Malaysia’s construction industry is expected to post an annual average growth rate of 6.5% in real terms between 2022–2025, driven by a recovery in economic conditions, coupled with investments in transport infrastructure, renewable energy, residential, telecommunications and water infrastructure projects, explained GlobalData.

In mid-December 2020, the government approved a 2021 budget worth MYR322.5 billion (US$75.8 billion), which is the largest in the country’s history, and is 2.4% higher than 2019’s budget of MYR314.7 billion (US$74 billion). Of the total budget, 73.3% is allocated towards operational expenditure, 21.4% towards development expenditure and the remaining 5.3% towards dealing with the Covid-19 pandemic.

Willis Rooney, economist at GlobalData said, “Recovery over the forecast period will be supported by the government’s aim to increase the share of renewable energy in the total energy mix from 2% in 2019 to 20% by 2025; to achieve this, an investment of MYR33 billion (US$7.8 billion) will be required over the next six years.

“Forecast period growth will also be supported by the development of telecommunication infrastructure to improve the quality and coverage of 4G broadband services and set the foundation for 5G in the country.
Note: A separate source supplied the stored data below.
PR #1062, opened 2016-04-13
Fix error when decoding GPL file

RomainGiraud:
Color without name are not added to the palette.

`fstream::good()` method should not be used to test stream, use `fstream::fail()` method instead ([reference](http://www.cplusplus.com/reference/ios/ios/good/)).


dacap:
Hi @RomainGiraud, would you like to [sign our CLA](https://github.com/aseprite/opensource/blob/master/sign-cla.md#sign-the-cla)?

dacap:
Thanks for the contribution @RomainGiraud

PR #1072, opened 2016-04-18
Compilation fixes

winterheart:
- Fixes compilation on Linux when ENABLE_MEMLEAK is ON
- Added freetype to shared libraries for Travis
- CMake optimizations


dacap:
Hi @winterheart, thanks for these changes. They look great. I'll make a comment just in one line...

src/gen/CMakeLists.txt
```diff
@@ -15,4 +15,5 @@ endif()
 
 target_link_libraries(gen
   base-lib
-  ${TINYXML_LIBRARY})
+  ${TINYXML_LIBRARY}
+  ${CMAKE_THREAD_LIBS_INIT})
```
dacap: I think we should add `target_link_libraries(base-lib ${CMAKE_THREAD_LIBS_INIT})` in the `base/CMakeLists.txt` instead of adding it here. (So any application linked with base-lib will be linked with threads libs.)

winterheart: Yes, you're right.

winterheart:
Well, I think, MEMLEAK feature totally broken. I can't build it successfully and pass all tests.
I'll create another PR which contain only CMake refactoring.

PR #1076, opened 2016-04-19
Cmake optimization

winterheart:
* Added freetype to shared libraries for Travis
* CMake optimizations


dacap:
Thanks @winterheart!

PR #1082, opened 2016-04-22
Fixing underlinking for gcc 4.9

winterheart:
Allegro4 backend uses XGrabPointer() from libX11.
Added ${X11_LIBRARIES} for she to resolve underlinking.


dacap:
Thanks @winterheart

Issue #1086, opened 2016-04-23
CMake Big Endian Test fail on Windows


sarcasmloading:
Specs:
Windows 10 Pro 64bit
VS 2015 x64 (installed: common tools for visual c++ 2015 and windows 10 sdk)
CMake 3.5.2
The C/C++ compiler MSVC version is MSVC 19.0.23918.0
Compiling using the Allegro backend, because Skia is hell

I'm trying to compile Aseprite 1.1.4.1 on Windows, and I get this:
`
CMake Error at C:/Program Files (x86)/CMake/share/cmake-3.5/Modules/TestBigEndian.cmake:51 (message):
  no suitable type found
`

I've tried the GUI (admin and no admin), command prompt, VS Dev Command Prompt (vs2015), all to no avail.

I've googled it so many times and all of the answers I've found just say "oh, just empty the build dir". (I've done that every single time)

dacap:
cc @winterheart

winterheart:
Hello, can you please post CMakeError.log and CMakeOutput.log from BUILDDIR/CMakeFiles?

sarcasmloading:
Yep.
CMakeError.log: http://pastebin.com/raw/wRvebWCD
CMakeOutput.log: http://pastebin.com/raw/vu2kLnbw

winterheart:
OK, I think I found what's wrong. Unfortunately, I don't have full Windows build environment, @sarcasmloading, can you check it for me? Try to remove from 
https://github.com/aseprite/aseprite/blob/master/src/CMakeLists.txt#L33 "/SUBSYSTEM:WINDOWS,5.01" substring. It should look like:

```
  if (CMAKE_CL_64)
    # 64 bits
    set(CMAKE_EXE_LINKER_FLAGS "${CMAKE_EXE_LINKER_FLAGS} /MACHINE:X64")
  else()
    # Add support for Windows XP with 5.01 subsystem
    set(CMAKE_EXE_LINKER_FLAGS "${CMAKE_EXE_LINKER_FLAGS} /MACHINE:X86")
  endif()
```

@dacap, is Aseprite still supports Windows XP? If yes, then we need move all compilation checks from src/base/CMakeLists.txt to root CMakeLists.txt.

sarcasmloading:
No, that didn't work, sadly. I'm running Windows 10.

winterheart:
Did you cleared cache? Even in Win64 profile still no works?

sarcasmloading:
[...]

PR #1088, opened 2016-04-25
Fix compilation on MSVC for 32bit profile.

winterheart:
Option "/SUBSYSTEM:WINDOWS,5.01" cause failing compilation checkings.
It is near to impossible compile current cmake-project on Windows XP,
and since this statement doing nothing else than CMake can do
themself, let's just delete them.

Tested on Windows 10 / MSVC 2015 on 32 and 64 bit profiles. Fixes
issue #1086.


dacap:
Thanks for this @winterheart

The only thing I'm still thinking about this is why I wasn't able to reproduce this problem. I'll check later in my production VM to see if something else is needed for the WinXP compilation, but I think it should work as it is.

Issue #1134, opened 2016-05-14
Duplicate cel(s) option replaces existing cel


kinow:
Hi, 

If I have three cels, and duplicate the first frame, it will replace the second cel. Instead of replacing the cel, I'd prefer the program to duplicate the first cel and move the other cels to the right.

![duplicate_replacing](https://cloud.githubusercontent.com/assets/304786/15265077/5680b92a-19d0-11e6-8f9d-9d52c2fcee9f.gif)

dacap:
Hi @kinow, actually this is an expected behavior, you can add frames to displace cels. The duplication is done just copying cels at the right side.

PR #1135, opened 2016-05-14
Issue #1134 copy/move existing cels before duplicating

kinow:
Hi, 

Been a loooong time since I did any C or C++ coding, but decided to start learning again. So chose my favorite tools like aseprite, krita and inkscape to start practicing by reading the code.

Yesterday I wanted to duplicate a cel, but it was replacing another existing cel. The issue has been reported in #1134, and this pull request is a first tentative at fixing it :-)

Started learning about aseprite's code base yesterday, so I may have missed something. I'm copying one cel each time, but not sure if that performs well when you have lots of cels. Also still learning about continuous cels.

Thanks for aseprite! And for blogging about C++
Bruno

### DIFF
--- a/src/app/commands/cmd_new_frame.cpp
+++ b/src/app/commands/cmd_new_frame.cpp
@@ -124,6 +124,14 @@ void NewFrameCommand::onExecute(Context* context)
           for (LayerIndex layer = layerBegin; layer <= layerEnd; ++layer) {
             Layer* layerPtr = writer.sprite()->indexToLayer(layer);
             if (layerPtr->isImage()) {
+              LayerImage* layerImagePtr = static_cast<LayerImage*>(layerPtr);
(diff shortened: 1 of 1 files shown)


kinow:
Before:

duplicate_replacing

After (debugging locally in Eclipse + Ubuntu 16.04):

duplicate_moving

dacap:
Hi @kinow thanks for giving a try to this. Anyway I would prefer the current behavior as it is (it might have a configuration setting in the future or more commands to displace cels, for people who want to displace cels instead of replacing.) As I said before, you can add/duplicate frames using `Frame > New Frame` menu (`Alt+N` keyboard shortcut).

kinow:
Not a problem, thanks for looking into this @dacap. Will take a look at the new frame option. Thanks!

PR #1140, opened 2016-05-21
Fixed a serious compiler warning

Mailaender:
Fixes compilation for https://build.opensuse.org/request/show/397276


dacap:
About this one. The idea is that `is_same_pixel` shouldn't be compiled in the generic case (it's specialized for every type `ImageTraits`). What compiler is giving the warning? Does it give a warning for [convert_to](https://github.com/aseprite/aseprite/blob/master/src/base/convert_to.h#L21) too?

Mailaender:
It happens with GCC. Seems to be a simple static analysis. `bool` without a `return` is then "program returns random data" no matter if it actually does it. Changing the function to `void` didn't compile. This was the only severe warning that was triggered. I had to fix it, to continue with the rpm build.

dacap:
OK, I'll merge it, I guess `convert_to` doesn't require the same `return` statement because its return value is a template parameter.

Issue #698, opened 2015-06-10
undefined reference to `app_main(int, char**)' on Fedora 22


martinkg:
compiling the recent git checkout, that fails on Fedora 22 with the following error:

Linking CXX executable ../bin/errno_tests
cd /home/martin/rpmbuild/BUILD/aseprite-f310a51/build/src && /usr/bin/cmake -E cmake_link_script CMakeFiles/errno_tests.dir/link.txt --verbose=1
/usr/bin/c++   -O2 -g -pipe -Wall -Werror=format-security -Wp,-D_FORTIFY_SOURCE=2 -fexceptions -fstack-protector-strong --param=ssp-buffer-size=4 -grecord-gcc-switches  -m64 -mtune=generic -pthread -Wall -Wno-switch -std=gnu++11 -O2 -g -DNDEBUG   -Wl,-z,relro  CMakeFiles/errno_tests.dir/app/errno_tests.cpp.o  -o ../bin/errno_tests -rdynamic ../lib/libgtest.so ../lib/libapp-lib.so ../lib/libfixmath-lib.so ../lib/libcfg-lib.so ../lib/libcss-lib.so ../lib/libdoc-lib.so ../lib/librender-lib.so ../lib/libscripting-lib.so ../lib/libundo-lib.so ../lib/libfilters-lib.so ../lib/libui-lib.so ../lib/libshe.so ../lib/libgfx-lib.so ../lib/libbase-lib.so ../lib/libupdater-lib.so ../lib/libsimpleini.so -ljpeg -lz -lpng -lz ../lib/libgiflib.so -ltinyxml -lloadpng -lpixman-1 -lcurl -L/usr/lib64 -lalleg -L/usr/lib64 -lalleg ../lib/libnet-lib.so -lpng -ltinyxml -lloadpng -lpixman-1 -lcurl -Wl,-rpath,/home/martin/rpmbuild/BUILD/aseprite-f310a51/build/lib 
../lib/libshe.so: undefined reference to `app_main(int, char**)'
collect2: error: ld returned 1 exit status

To support this, the government launched the Jendela Plan, with an investment of MYR21 billion (US$4.9 billion), to be implemented between 2020 and 2025.”

Both residential and commercial construction struggled over the course of 2020, with the recovery in both sectors expected to be gradual, said GlobalData. The residential sector’s output over the short term is expected to remain weak due to the disruption to residential construction activity, coupled with weak demand for housing. Reflecting the weakness in the sector, in 2020 there were double digit year-over-year (Y-o-Y) declines in the total value of residential construction work performed, as well as the total value of loans disbursed for the purchase of residential properties.

Mr Rooney added, “There will be some relief to the residential construction market arising from the government’s intention to increase the stock of affordable housing. It plans to build one million housing units to cater for homebuyers in the bottom 40% income bracket by the end of 2029.

“As part of the 2021 budget, the government announced further measures to support the housing sector, which includes collaboration with financial institutions to roll out a rent-to-own programme, which will benefit first-time home buyers until 2022. The government also allocated funds for the construction of houses for low-income home buyers, which will be used to build housing units under the People’s Housing Program, as well as the Rumah Mesra Rakyat and Perumahan Penjawat Awam housing programmes.”